Quantitative Results on World-Coordinate 3D Tracking

We report AJ, APD$_\text{3D}$, and OA after Sim(3) alignment. TrackCraft3R + ViPE surpasses DELTAv2 + ViPE and all feed-forward baselines, achieving the best AJ, APD$_\text{3D}$, and OA. TrackCraft3R + DA3 further surpasses DELTAv2 + DA3 and all feed-forward baselines by a large margin.

Robustness to Long Videos and Large Motion

For large motion, we fix the clip length to 12 frames and increase the temporal stride $s$ from 1 to 12 (in steps of 1), enlarging per-frame displacement. For long videos, we fix the stride to $s{=}1$ and increase the sequence length $L$ from 12 to 120 (in steps of 12). Curves are averaged over the sparse 3D tracking benchmarks.

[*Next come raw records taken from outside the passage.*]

PR #525, opened 2026-04-07
Mach-O: Parse macOS version

CamJN:
Possible implementation for #514

### DIFF
--- a/src/mach/version.rs
+++ b/src/mach/version.rs
@@ -1,0 +1,132 @@
+/*-
+ * Copyright: see LICENSE file
+ */
+
+use crate::error::Error;
+use crate::mach::cputype::{CPU_TYPE_ARM64, CPU_TYPE_X86_64};
+use crate::mach::load_command::CommandVariant;
+use crate::mach::{Mach, MachO, SingleArch};
+use std::cmp::Ordering;
+use std::collections::VecDeque;
+use std::str::FromStr;
+use std::{env, fmt};
+
+#[derive(Eq, Debug)]
+pub struct Version {
+    pub major: u32,
+    pub minor: u32,
+    pub patch: u32,
+}
+
+impl fmt::Display for Version {
+    // This trait requires `fmt` with this exact signature.
+    fn fmt(&self, f: &mut fmt::Formatter) -> fmt::Result {
+        // Write strictly the first element into the supplied output
+        // stream: `f`. Returns `fmt::Result` which indicates whether the
+        // operation succeeded or failed. Note that `write!` uses syntax which
+        // is very similar to `println!`.
+        write!(f, "{}.{}.{}", self.major, self.minor, self.patch)
+    }
+}
+
+impl Ord for Version {
+    fn cmp(&self, other: &Self) -> Ordering {
+        let mao = self.major.cmp(&other.major);
+        let mio = self.minor.cmp(&other.minor);
+        let pao = self.patch.cmp(&other.patch);
+        if mao == Ordering::Equal && mio == Ordering::Equal {
+            pao
+        } else if mao == Ordering::Equal {
+            mio
+        } else {
+            mao
+        }
+    }
+}
+
+impl PartialOrd for Version {
+    fn partial_cmp(&self, other: &Self) -> Option<Ordering> {
+        Some(self.cmp(other))
+    }
+}
+
+impl PartialEq for Version {
+    fn eq(&self, other: &Self) -> bool {
+        self.major == other.major && self.minor == other.minor && self.patch == other.patch
+    }
+}
+
+impl FromStr for Version {
+    type Err = Error;
+
+    fn from_str(s: &str) -> Result<Self, Self::Err> {
+        let mut parts = s
+            .trim()
+            .split('.')
+            .map(|p| p.parse::<u32>().unwrap())
+            .take(3)
+            .collect::<VecDeque<u32>>();
+
+        Ok(Self {
+            major: parts.pop_front().unwrap(),
+            minor: parts.pop_front().unwrap_or(0),
+            patch: parts.pop_front().unwrap_or(0),
+        })
+    }
+}
+
+impl From<u32> for Version {
+    fn from(packed: u32) -> Self {
+        // X.Y.Z is encoded in nibbles xxxx.yy.zz
+        // 12.6 = 0b0000_0000_0000_1100_0000_0110_0000_0000
+        let major = (packed & 0b1111_1111_1111_1111_0000_0000_0000_0000u32) >> 16;
+        let minor = (packed & 0b0000_0000_0000_0000_1111_1111_0000_0000u32) >> 8;
+        let patch = (packed & 0b0000_0000_0000_0000_0000_0000_1111_1111u32) >> 0;
+        Self {
+            major,
+            minor,
+            patch,
+        }
+    }
+}
+
+impl From<MachO<'_>> for Version {
+    fn from(b: MachO) -> Self {
+        let packed = b
+            .load_commands
+            .iter()
+            .find_map(|c| match c.command {
+                CommandVariant::VersionMinMacosx(v) => Some(v.version),
+                CommandVariant::BuildVersion(v) => Some(v.minos),
+                _ => None,
+            })
+            .unwrap();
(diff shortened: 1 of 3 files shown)


src/mach/version.rs
```diff
@@ -0,0 +1,138 @@
...
+    }
+
+    impl From<Mach<'_>> for Version {
+        fn from(b: Mach) -> Self {
+            match b {
+                Mach::Binary(b) => Version::from(b),
+                Mach::Fat(f) => {
+                    match f
+                    .find(|r| {
+                        r.unwrap().cputype
```
m4b: can this unwrap panic (i.e., can a malformed or whatever binary cause this unwrap to panic?); if not please add documentation explaining why not

src/mach/version.rs
```diff
@@ -0,0 +1,138 @@
...
+                        == match env::var("CARGO_CFG_TARGET_ARCH").as_deref() {
+                            Ok("x86_64") => CPU_TYPE_X86_64,
+                            Ok("aarch64") => CPU_TYPE_ARM64,
+                            _ => panic!("unknown arch"),
```
m4b: this definitely seems like it can panic

src/mach/version.rs
```diff
@@ -0,0 +1,138 @@
...
+            Ok(Self {
+                major: parts.pop_front().unwrap(),
+                minor: parts.pop_front().unwrap_or(0),
+                patch: parts.pop_front().unwrap_or(0),
+            })
+        }
+    }
+
+    impl From<Mach<'_>> for Version {
+        fn from(b: Mach) -> Self {
```
m4b: so there are multiple unwraps in this function, which indicates to me the choice of `From` is not correct; `TryFrom` is probably a better choice, or if you need a parsing context, it would be more idiomatic in this crate to use scroll's `TryFromCtx`

src/mach/version.rs
```diff
@@ -0,0 +1,138 @@
...
+    impl PartialOrd for Version {
+        fn partial_cmp(&self, other: &Self) -> Option<Ordering> {
+            Some(self.cmp(other))
+        }
+    }
+
+    impl FromStr for Version {
+        type Err = Error;
+
+        fn from_str(s: &str) -> Result<Self, Self::Err> {
```
m4b, line 92: all these unwraps need to be map_err'd or documented why they cannot fail

src/mach/version.rs
```diff
@@ -0,0 +1,138 @@
...
+    fn from(b: MachO) -> Self {
+        let packed = b
+            .load_commands
+            .iter()
+            .find_map(|c| match c.command {
+                CommandVariant::VersionMinMacosx(v) => Some(v.version),
+                CommandVariant::BuildVersion(v) => Some(v.minos),
+                _ => None,
+            })
+            .unwrap();
```
m4b: ditto, unwrap again, needs documentation why it is infallible, or choice TryFrom/TryFromCtx, etc.

m4b (changes requested):
The unwraps need to be addressed, before can consider to merge. Additionally, it may be more idiomatic to have this be a `version` method on a `MachO`, and returns an `Optional<Version>`; I don't think we have anywhere else where we have a From method on MachO that returns some type, so it might be a little undiomatic in this crate to do that.

src/mach/version.rs
```diff
@@ -0,0 +1,148 @@
...
+    use std::collections::{VecDeque,HashMap};
+    use std::str::FromStr;
+    use std::fmt;
+}
+
+#[derive(Eq, Debug)]
+pub struct Version {
+    pub major: u32,
+    pub minor: u32,
+    pub patch: u32,
```
m4b, line 22: please document all of this, public things, especially new ones, should be doc'd

src/mach/version.rs
```diff
@@ -0,0 +1,148 @@
+/*-
+ * Copyright: see LICENSE file
+ */
+
+use crate::mach::MachO;
+use crate::mach::load_command::CommandVariant;
+
+if_std! {
+    use crate::error;
```
m4b, line 9: iirc, error is not under std; and I don't think cmp or str or fmt is either, they should be under core?

src/mach/version.rs
```diff
@@ -0,0 +1,148 @@
...
+    pub minor: u32,
+    pub patch: u32,
+}
+
+impl From<u32> for Version {
+    fn from(packed: u32) -> Self {
+        // X.Y.Z is encoded in nibbles xxxx.yy.zz
+        // 12.6 = 0b0000_0000_0000_1100_0000_0110_0000_0000
+        Self {
+            major: (packed & 0b1111_1111_1111_1111_0000_0000_0000_0000u32) >> 16,
```
m4b, line 30: nit: i think we use hex for other bitmasks in other parts of codebase, might want to be uniform with that

src/mach/version.rs
```diff
@@ -0,0 +1,148 @@
...
+                CommandVariant::VersionMinMacosx(v) => Some(v.version),
+                CommandVariant::BuildVersion(v) => Some(v.minos),
+                _ => None,
+            })
+            .map(Version::from)
+    }
+}
+
+impl PartialEq for Version {
+    fn eq(&self, other: &Self) -> bool {
```
m4b, line 51: you should be able to just `#[derive(PartialEq)`

src/mach/version.rs
```diff
@@ -0,0 +1,148 @@
...
+                mao
+            }
+        }
+    }
+
+    impl PartialOrd for Version {
+        fn partial_cmp(&self, other: &Self) -> Option<Ordering> {
+            Some(self.cmp(other))
+        }
+    }
```
m4b, line 87: ditto, you should be able to derive this (and it also doesn't require std)

src/mach/version.rs
```diff
@@ -0,0 +1,148 @@
...
+    impl FromStr for Version {
+        type Err = error::Error;
+
+        fn from_str(s: &str) -> Result<Self, Self::Err> {
+            let mut parts = s
+            .trim()
+            .split('.')
+            .map(|p| p.parse::<u32>().unwrap_or(0))
+            .take(3)
+            .collect::<VecDeque<u32>>();
```
m4b, line 98: this allocates a VecDequeu here just to pop the front; i think you can rewrite this to not allocate, and please do that. thank you for updating with fallible methods though.

src/mach/version.rs
```diff
@@ -0,0 +1,148 @@
...
+                Mach::Fat(f) => f.into_iter().map(|r| r.map(|s| match s {
+                    SingleArch::MachO(b) => b.version().ok_or_else(||error::Error::Malformed("Missing or corrupted version".to_string())),
+                    SingleArch::Archive(_) => Err(error::Error::Malformed("lib is an archive?".to_string())),
+                }).and_then(std::convert::identity)).collect(),
+            }
+        }
+    }
+
+    impl Mach<'_> {
+        pub fn versions(self) -> HashMap<CpuType, Version> {
```
m4b, line 127: needs docstring

In general, I don't necessarily like a method hanging off of Mach here in this file, as it's not local anymore to Mach. This also allocates a hashmap; I think it would be better to probably return an `impl Iterator<(CpuType, Version)>`; this way users can allocate if they want, etc.

src/mach/version.rs
```diff
@@ -0,0 +1,148 @@
+/*-
+ * Copyright: see LICENSE file
+ */
+
+use crate::mach::MachO;
+use crate::mach::load_command::CommandVariant;
+
+if_std! {
```
m4b, line 8: i think you can remove this entire block once you get rid of the allocations

m4b (changes requested):
almost there, just need to address some of the issues I flagged, thank you!

m4b:
@CamJN ping no pressure but if you get a chance would like to see feedback addressed and we can get this in!

CamJN:
I'm sorry, I've been absolutely slammed for months. I really picked a bad time to submit this originally. I do plan on fixing the things you asked for. I just need to have a few hours to do it right.

m4b:
@CamJN No worries and no pressure, was just doing PR triage on a lazy sunday :) whenever/if you have time, please do so at your own pace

TrackCraft3R's performance drops much more slowly than DELTAv2 as stride $s$ or frame length $L$ grows, indicating that the learned motion prior generalizes well to large displacements and to long horizons beyond the training length (12 frames).

Inference Efficiency

We compare inference time and peak GPU memory of TrackCraft3R, DELTA, and DELTAv2 at $448{\times}448$ resolution for 12- and 23-frame clips on a single NVIDIA A6000 GPU.

TrackCraft3R is faster and lighter because it predicts trajectories in a single forward pass within a $1/16$ spatially compressed latent space, replacing the iterative refinement and explicit 4D cost volumes of DELTA and DELTAv2 with full 3D attention. The same trend holds for longer sequences.

Qualitative Comparison

We compare 3D trajectories predicted by TrackCraft3R and DELTAv2 on real-world ITTO and DAVIS videos. TrackCraft3R accurately estimates dense 3D trajectories under large camera motion, object motion, and occlusion, where DELTAv2 often fails. Note that the same query points are shared across methods.